The correct answer is (a) 17.
To convert a binary number to decimal, you multiply each digit by the power of 2 corresponding to its position, starting from the right. The position of the rightmost digit is 2^0, the position of the next digit to the left is 2^1, and so on.

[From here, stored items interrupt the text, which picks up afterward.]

Issue #8, opened 2019-05-13
Configurable serializer


tobami:
Publishing serialization is done by DRF's `rest_framework.renderers.JSONRenderer`. It should be configurable and default to `json.dumps`

andrewgy8:
Can we close this as it seems to be resolved with #82 and #83 ?

tobami:
Do we keep track elsewhere to remove the dependency?

andrewgy8:
I don't believe so. I recommend opening another issue called "Remove DRF dependency"

PR #25, opened 2019-06-03
Use drf jsonencoder, not renderer

tobami:
### :tophat: What?

Use json.dumps with drf's encoder, not the whole renderer.

### :thinking: Why?

It was simply incorrect. For example `.render(None)` was an empty string, which is not valid JSON.

### DIFF
--- a/rele/subscription.py
+++ b/rele/subscription.py
@@ -32,17 +32,14 @@ class Callback:
         self._suffix = suffix
 
     def __call__(self, message):
-        start_processing_time = time.time()
+        start_time = time.time()
         db.close_old_connections()
 
         logger.debug(f'Start processing message for {self._subscription}',
                      extra={
                          'metrics': self._build_metrics('received')
                      })
-        if message.data == b'':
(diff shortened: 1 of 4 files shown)


menecio:
Why not adding this to the existing PR? :thinking: You could already make the encoder class configurable and thru the settings

rele/subscription.py
```diff
@@ -32,42 +32,39 @@ def __init__(self, subscription, suffix=None):
...
 
         logger.debug(f'Start processing message for {self._subscription}',
                      extra={
                          'metrics': self._build_metrics('received')
                      })
-        if message.data == b'':
-            data = None
-        else:
-            data = json.loads(message.data.decode('utf-8'))
+        data = json.loads(message.data.decode('utf-8'))
```
andrewgy8: 👏

tobami:
@menecio sure, either in that PR or in a separate one implementing #8 that's what we'll do. We need this fix in the release though so we'll proceed with it for now

PR #26, opened 2019-06-04
Release rele 0.3.1

tobami:


andrewgy8:
Looks good. Perhaps we should add a `git tag` to the `make release` step.

Issue #7, opened 2019-05-13
Documentation


andrewgy8:
Sphinx? Read-the-docs? 

Any suggestions on documentation frameworks?

andrewgy8:
Im closing this as the issue seems solved with the RTD and sphinx integration. The only thing now is to add more docstrings to the project. Thanks @edgarlatorre !

PR #27, opened 2019-06-06
Initial sphinx documentation

edgarlatorre:
### :tophat: What?

Creates a initial structure for documentation using sphinx

* Add docs directory
* Index page and subscription module reading docstrings.
* Creates requirements/docs.txt with sphinx  as dependency
* Task to install dependencies to build the documentation page `make install-docs-requirements`
* Task to build documentation in html `make build-html-doc`

### Screenshot
Screenshot 2019-06-06 at 12 02 41

### :thinking: Why?

The idea is to write documentation using doctoring, so sphinx would be able to read it and create all the documentation in a website that can be read by GitHub pages or be hosted somewhere else. It's related to the issue #7


docs/conf.py
```diff
@@ -0,0 +1,59 @@
...
+import os
+import sys
+sys.path.insert(0, os.path.abspath('..'))
+
+import rele
+
+# -- Project information -----------------------------------------------------
+
+project = 'Rele'
+copyright = '2019, Mercadona'
```
andrewgy8:
```suggestion
copyright = '2019, Mercadona S.A.'
```

docs/conf.py
```diff
@@ -0,0 +1,59 @@
...
+#
+import os
+import sys
+sys.path.insert(0, os.path.abspath('..'))
+
+import rele
+
+# -- Project information -----------------------------------------------------
+
+project = 'Rele'
```
andrewgy8:
```suggestion
project = 'Relé'
```

Makefile
```diff
@@ -43,3 +43,9 @@ install-test-requirements: ## install requirements for testing
 
 install-deploy-requirements:  ## install requirements for deployment
 	pip install -r requirements/deploy.txt
+
+install-docs-requirements:  ## install requirements for documentation
```
andrewgy8: Would it be worth to have just one command `install-dev-requirements` which installs the `docs.txt` and `test.txt` requirements files?

edgarlatorre: Yeah it would be nice, but In my opinion it should be another PR.

docs/make.bat
```diff
@@ -0,0 +1,35 @@
+@ECHO OFF
```
jonasae: A batch file? Will this work on linux based systems?

edgarlatorre: Yes it is there in case a Windows user wants to generate the documentation. Linux based systems users would use the Makefile. This structure is generated like that by sphinx.

PR #41, opened 2019-06-11
Publish function docs

andrewgy8:
### :tophat: What?

Add some more docs to the project.
Also simplified the makefile

### :thinking: Why?

More docs the better

### DIFF
--- a/rele/publishing.py
+++ b/rele/publishing.py
@@ -19,7 +19,7 @@ def publish(topic, data, **kwargs):
             rele.publish(topic='lets-tell-everyone',
                        data={'foo': 'bar'},
                        myevent='arrival')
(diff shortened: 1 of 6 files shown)


andrewgy8:
Ok, and I added docs to the `worker` class...

rele/publishing.py
```diff
@@ -4,6 +4,28 @@
 
 
 def publish(topic, data, **kwargs):
+    """Shortcut method to publishing data to PubSub.
+
+    This is a shortcut method that instantiates the Publisher if not already
```
tobami: Alternative: "Publishes a message using a global Publisher to ensure long running processes don't leak memory"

In the binary number 10101, the rightmost digit is 1, so we multiply it by 2^0. The next digit to the left is 0, so we multiply it by 2^1. The next digit to the left is 1, so we multiply it by 2^2. The next digit to the left is 0, so we multiply it by 2^3. And the last digit to the left is 1, so we multiply it by 2^4.
1 * 2^0 = 1
0 * 2^1 = 0
1 * 2^2 = 4
0 * 2^3 = 0
1 * 2^4 = 16
Adding up the products of each digit and its corresponding power of 2, we get 1 + 0 + 4 + 0 + 16 = 17.
Therefore, the decimal equivalent of the binary number 10101 is 17.
Option (b), 37, is incorrect because 37 is not the decimal equivalent of the binary number 10101.
Option (c), 21, is incorrect because 21 is not the decimal equivalent of the binary number 10101.
Option (d), 23, is incorrect because 23 is not the decimal equivalent of the binary number 10101.